Your reply should hold the line containing "wrote the re-embedded" and every later line of the records, reproduced exactly, and no other lines.

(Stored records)
· · · · · · ·
PR #775, opened 2026-08-13
fix(memory): null the vector when a content-change re-embed fails

Eldad-Caura:
## The bug

`update_memory` wrote the re-embedded vector only `if new_embedding is not None`:

```python
patch["content"] = data.content
if new_embedding is not None:          # <-- the guard
    patch["embedding"] = new_embedding
```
· · · · · · ·
Response area -
`update_memory` wrote the re-embedded vector only `if new_embedding is not None`:

```python
patch["content"] = data.content
if new_embedding is not None:          # <-- the guard
    patch["embedding"] = new_embedding
```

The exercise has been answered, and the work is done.